=== Goal of the exercise ===
Find the string "PTLC" in the records. Copy each line that has it.

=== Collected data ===
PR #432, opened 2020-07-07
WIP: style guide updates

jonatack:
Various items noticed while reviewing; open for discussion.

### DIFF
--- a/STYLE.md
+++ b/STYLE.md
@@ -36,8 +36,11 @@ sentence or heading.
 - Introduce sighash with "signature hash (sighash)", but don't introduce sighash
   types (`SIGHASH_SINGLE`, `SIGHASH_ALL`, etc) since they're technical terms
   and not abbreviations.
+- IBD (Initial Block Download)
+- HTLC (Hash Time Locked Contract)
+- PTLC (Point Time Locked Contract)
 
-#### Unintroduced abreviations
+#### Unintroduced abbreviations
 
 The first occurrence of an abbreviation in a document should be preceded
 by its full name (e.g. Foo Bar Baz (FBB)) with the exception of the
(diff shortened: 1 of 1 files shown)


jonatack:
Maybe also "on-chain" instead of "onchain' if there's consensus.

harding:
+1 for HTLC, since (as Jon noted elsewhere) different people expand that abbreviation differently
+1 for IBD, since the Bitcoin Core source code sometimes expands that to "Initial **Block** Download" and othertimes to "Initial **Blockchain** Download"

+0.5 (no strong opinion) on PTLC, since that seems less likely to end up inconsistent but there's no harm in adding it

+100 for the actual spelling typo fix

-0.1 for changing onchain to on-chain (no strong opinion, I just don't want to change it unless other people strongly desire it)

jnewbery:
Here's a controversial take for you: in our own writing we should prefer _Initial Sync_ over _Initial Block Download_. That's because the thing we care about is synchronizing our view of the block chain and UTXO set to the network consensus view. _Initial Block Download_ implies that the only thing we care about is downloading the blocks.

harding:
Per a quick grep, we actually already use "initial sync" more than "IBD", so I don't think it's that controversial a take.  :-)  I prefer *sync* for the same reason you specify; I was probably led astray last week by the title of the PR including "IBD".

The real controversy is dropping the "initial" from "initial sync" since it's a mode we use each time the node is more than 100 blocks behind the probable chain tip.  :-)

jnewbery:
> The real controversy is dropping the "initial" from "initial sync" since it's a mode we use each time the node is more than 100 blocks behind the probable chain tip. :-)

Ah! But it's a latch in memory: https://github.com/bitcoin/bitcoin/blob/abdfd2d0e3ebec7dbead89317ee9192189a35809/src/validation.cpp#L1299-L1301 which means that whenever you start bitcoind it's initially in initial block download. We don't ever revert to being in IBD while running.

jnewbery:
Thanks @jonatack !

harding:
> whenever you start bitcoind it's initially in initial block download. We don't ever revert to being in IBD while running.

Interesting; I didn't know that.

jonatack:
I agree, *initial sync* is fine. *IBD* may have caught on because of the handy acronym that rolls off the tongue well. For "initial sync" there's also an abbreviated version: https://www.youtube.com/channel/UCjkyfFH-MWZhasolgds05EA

=== Completed exercise ===
+- PTLC (Point Time Locked Contract)
+0.5 (no strong opinion) on PTLC, since that seems less likely to end up inconsistent but there's no harm in adding it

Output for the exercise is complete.